# profender dewormer



## kelly12 (Nov 8, 2014)

Hey guys sorry I am not sure how to search so this might have been brought up before.
My vet gave me a dewormer called profender. It had no casing no instructions she just told me to put it on the back of the neck like a flea treatment. I stupidly put it on him thinking that it was safe because it was from the vet. An hour after application my little Leo started foaming at the mouth and vomiting. I called the out of hours vet and they told me just to keep an eye on him. I have since done a little research on the stuff and it sounds horrific ! One lady's cat had a fit and died because of the reaction. Other complaints have been fitting, muscle spasms, disorientation and difficulty breathing.The biggest complaint is that the product burns the skin so bad that the cat is in serious pain and has a missing patch of fur for a long time with a lot of trips to the vet. I can't believe that a vet gave me this. I am currently cat watching all night as I am terrified to go to sleep incase something happens. He seems disorientated when I check on him (but he has been sleeping) and hes really enjoying a clap which normally he rejects. I had a bad feeling as soon as I put it on him  I just pray that he is ok tomorrow or I will never forgive myself. Has anyone else had any problems? Are they serious? Any helpful advice or experiences from anyone ? 

Thank you for reading


----------



## Ceiling Kitty (Mar 7, 2010)

OK, so this kind of reaction to Profender is not common, honestly. ALL medications carry a risk of side effects, and I'm sorry that Leo seems to have been one of the few who has suffered a reaction.

Is there any chance he could have licked some of the Profender from his coat? Drooling, disorientation and vomiting are known side effects when the liquid is accidentally ingested; these resolve on their own. I've only ever seen these effects a couple of times in cats who managed to lick some. Very rare cases of inflammation at the site of application have been reported, however.

Did the vet tell you to wash his coat? Washing the stuff off with tepid (not cold, not too warm) water and plain soap may help - make sure you rinse it well. I hope he is feeling a bit better now. If you are still worried about him or anything changes, please call the vet again before the morning.

Try not to scare yourself by looking on Google. As I said, all medications can cause side effects in some individuals and remember - nobody ever posts on the internet about 'I used Profender on my cat, it worked fine and there were no side effects'. You're only going to see the horror stories. The vast majority of cats treated with Profender are fine, and it is considered a safe and effective wormer.

I certainly wouldn't use it again on Leo (as I'm sure you have no intention of doing anyway), and remember you or your vet should report the reaction to the VMD as part of their medicines surveillance. Your vet can do it, or you can do it yourself at: https://www.vmd.defra.gov.uk/adversereactionreporting/

Please don't beat yourself up. I'd use Profender on my cat without hesitation if he didn't take worming tablets. And PLEASE phone your vet straight away if anything about Leo doesn't sit right.


----------



## maisiecat (Jul 27, 2011)

We were given Profender for little Maisie. She became lethargic, spaced out and wobbly on her legs and lost her appetite completely. She was poorly for quite a while. 

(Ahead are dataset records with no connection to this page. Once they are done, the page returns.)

PR #1552, opened 2026-08-07
feat(refs DPLAN-18003, #AB55977): add sorting procedure phases

rafelddemos:
[DPLAN-18003](https://demoseurope.youtrack.cloud/issue/DPLAN-18003/ADO-55977-Verfahrensschritte-sortieren)

This PR adds props for the drag and drop functionality:
- allows to block a particular row from being dragged
- disable dragging across tables --> when attempting it, item is placed back at its original position (using `SortableJS` built-in `revertOnSpill`)

It also fixes an existing bug due to incomplete `vuedraggable` → `vueuse/useSortable` migration:
- `handle="c-data-table__drag-handle"` was previously passed as a plain attribute to `DpDraggable`,
which has no `handle` prop — it fell through to the `<tbody>` as a DOM attribute and SortableJS
never saw it. Rows were draggable from anywhere. Now it reaches SortableJS via `opts`, and with
the required `.` selector prefix.

related core-PR: https://github.com/demos-europe/demosplan-core/pull/6660

### DIFF
--- a/CHANGELOG.md
+++ b/CHANGELOG.md
@@ -5,7 +5,13 @@ Since v0.0.10, this Changelog is formatted according to the [Common Changelog][c
 ## UNRELEASED
 
 ### Added
+- ([#1552](https://github.com/demos-europe/demosplan-ui/pull/1552)) DpDataTable, DpTableRow:
+  - add props to exclude individual rows from dragging
+  - keep row dragging inside its own table ([@rafelddemos](https://github.com/rafelddemos))
 - ([#1543](https://github.com/demos-europe/demosplan-ui/pull/1543)) DpAccordion: add `padded` prop to apply inset spacing to the toggle trigger and `highlightToggledTrigger` prop to give it a background color while its section is expanded ([@riechedemos](https://github.com/riechedemos))
+
+### Fixed
+- ([#1552](https://github.com/demos-europe/demosplan-ui/pull/1552)) DpDataTable: pass `handle` through to SortableJS so rows are dragged by the drag handle only instead of from anywhere in the row ([@rafelddemos](https://github.com/rafelddemos))
 
 ## v0.27.0 - 2026-07-24
 
--- a/src/components/DpDataTable/DpTableRow.vue
+++ b/src/components/DpDataTable/DpTableRow.vue
@@ -2,14 +2,17 @@
   <tr
     class="row"
     :data-cy="dataCy !== '' ? dataCy : false"
-    :class="[{ 'opacity-70': isLoading }, { 'is-expanded-row': expanded }]"
+    :class="[{ 'opacity-70': isLoading }, { 'is-expanded-row': expanded }, { 'is-drag-and-drop-locked': isDragAndDropLocked }]"
   >
     <td
       v-if="isDraggable"
+      v-tooltip="isDragAndDropLocked ? isDragAndDropLockedMessage : null"
+      :aria-label="isDragAndDropLocked ? isDragAndDropLockedMessage : null"
       :class="[{ 'border-r border-neutral-light-3': hasBorders }, { 'p-[16px]': density === 'spacious' }]"
       class="c-data-table__cell--narrow"
     >
       <dp-icon
+        v-if="!isDragAndDropLocked"
         icon="drag-handle"
         class="c-data-table__drag-handle cursor-grab"
       />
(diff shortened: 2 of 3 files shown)


src/components/DpDataTable/DpTableRow.vue
```diff
@@ -2,16 +2,19 @@
...
+      :aria-label="isDragAndDropLocked ? isDragAndDropLockedMessage : null"
       :class="[{ 'border-r border-neutral-light-3': hasBorders }, { 'p-[16px]': density === 'spacious' }]"
       class="c-data-table__cell--narrow"
     >
       <dp-icon
+        v-if="!isDragAndDropLocked"
         icon="drag-handle"
-        class="c-data-table__drag-handle"
+        class="c-data-table__drag-handle cursor-grab"
       />
```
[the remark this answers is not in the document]
rafelddemos: The locked state is static for all current consumers, no flipping of the value after mount. 
Adjusting `updateTooltip` is out of scope of this PR.

src/components/DpDataTable/DpTableRow.vue
```diff
@@ -183,9 +186,17 @@ export default {
...
-      type: Object,
-      required: true,
+    // The row can be blocked from dragging. Instead of the drag handle, a tooltip is rendered.
+    isDragAndDropLocked: {
+      type: Boolean,
+      required: false,
+      default: false,
+    },
+
+    isDragAndDropLockedMessage: {
```
hwiem: Why the `is` at the beginning? I think it's a bit confusing

CHANGELOG.md
```diff
@@ -5,8 +5,14 @@ Since v0.0.10, this Changelog is formatted according to the [Common Changelog][c
 ## UNRELEASED
 
 ### Added
+- ([#1552](https://github.com/demos-europe/demosplan-ui/pull/1552)) DpDataTable, DpTableRow:
+  - add props to exclude individual rows from dragging
+  - keep row dragging inside its own table ([@rafelddemos](https://github.com/rafelddemos))
 - ([#1543](https://github.com/demos-europe/demosplan-ui/pull/1543)) DpAccordion: add `padded` prop to apply inset spacing to the toggle trigger and `highlightToggledTrigger` prop to give it a background color while its section is expanded ([@riechedemos](https://github.com/riechedemos))
 
+### Fixed
```
hwiem, line 19: ❤️

src/components/DpDataTable/DpTableRow.vue
```diff
@@ -2,16 +2,29 @@
...
+    :class="[{ 'opacity-70': isLoading }, { 'is-expanded-row': expanded }, { 'is-drag-and-drop-locked': isDragAndDropLocked }]"
   >
     <td
       v-if="isDraggable"
-      :class="[{ 'border-r border-neutral-light-3': hasBorders }, { 'p-[16px]': density === 'spacious' }]"
+      :class="[{ 'p-[16px]': density === 'spacious' }]"
       class="c-data-table__cell--narrow"
     >
+      <template v-if="isDragAndDropLocked">
+        <dp-icon
```
hwiem, line 13: Nice that you got this to work :) I'm wondering if we should adjust the icon behavior so it's the same as the drag icon's behavior, i.e. it's only visible on hover, and instead of blue it would be gray?

src/components/DpDataTable/DpTableRow.vue
rafelddemos: you're right, thx, this is not a Boolean. changed in d6f17596258efd95802979550673610eb915d19d

src/components/DpDataTable/DpTableRow.vue
rafelddemos: good point, thx! 
The icon is visible only on hover now.

The `drag handle` isn't actually gray on hover, but has the button-blue bcg --> I changed the weight of the lock-icon (took the fill out) so that it matches the 'delicate' handle more. 
The `selected`-column with checkboxes in the STN-list uses `weight='fill'` for the icon, but there it is always visible and matches the group-statements icons. With the drag handle next to it, the non-filled version fits much better.

34843351c14565d430fef5db27e211dc0db85fdb

hwiem: > The drag handle isn't actually gray on hover, but has the button-blue bcg

Right :D
I think changing the weight helps a lot to make it look less obtrusive and important :+1:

I would never use it again on any pet. I no longer use any treatment or drug without checking it out first for side effects and reactions after this and also a similar episode with Convenia given to an anorexic cat - side effects noted, anorexia so in effect doubling the problem and giving me a cat that barely ate or drank for 2 weeks and had to have fluids.


----------



## kelly12 (Nov 8, 2014)

Shoshannah said:


> OK, so this kind of reaction to Profender is not common, honestly. ALL medications carry a risk of side effects, and I'm sorry that Leo seems to have been one of the few who has suffered a reaction.
> 
> Is there any chance he could have licked some of the Profender from his coat? Drooling, disorientation and vomiting are known side effects when the liquid is accidentally ingested; these resolve on their own. I've only ever seen these effects a couple of times in cats who managed to lick some. Very rare cases of inflammation at the site of application have been reported, however.
> 
> ...


Thank you for your reply. Yes I think he did lick it as there was a lot in the bottle and as soon as I put it on he ran away and lay down and now seeing his coat it has dribbled down to the start of his shoulder blade. I cant agree that these are rare cases, there are a lot of pictures online of cats balding in big areas where it had been applied, also I think even one cats unnecessary death is enough for the product to be highly unsafe. Saying that I do appreciate that googling symptoms is not a good idea :Facepalm I made myself physically sick after reading all the reviews.

No my vet did not say anything about washing his coat. However he was sleeping on top of my wardrobe so I left him till this morning, he slept all night (unlike myself lol) and got up at his normal time 5am with my partner as he was going to work. I got up with him and sat on the floor with some cotton wool and tepid water, it didn't look like it was coming off but now that I check him again his fur as went back to normal. He looked terrified this morning all wide eyed and wary of my and my partner  he was stretching a lot more than often and he looked a bit stiff. He then had something to eat and went out like his normal routine and then he came back in had some more food and then went back to bed. Hes excessively grooming himself too.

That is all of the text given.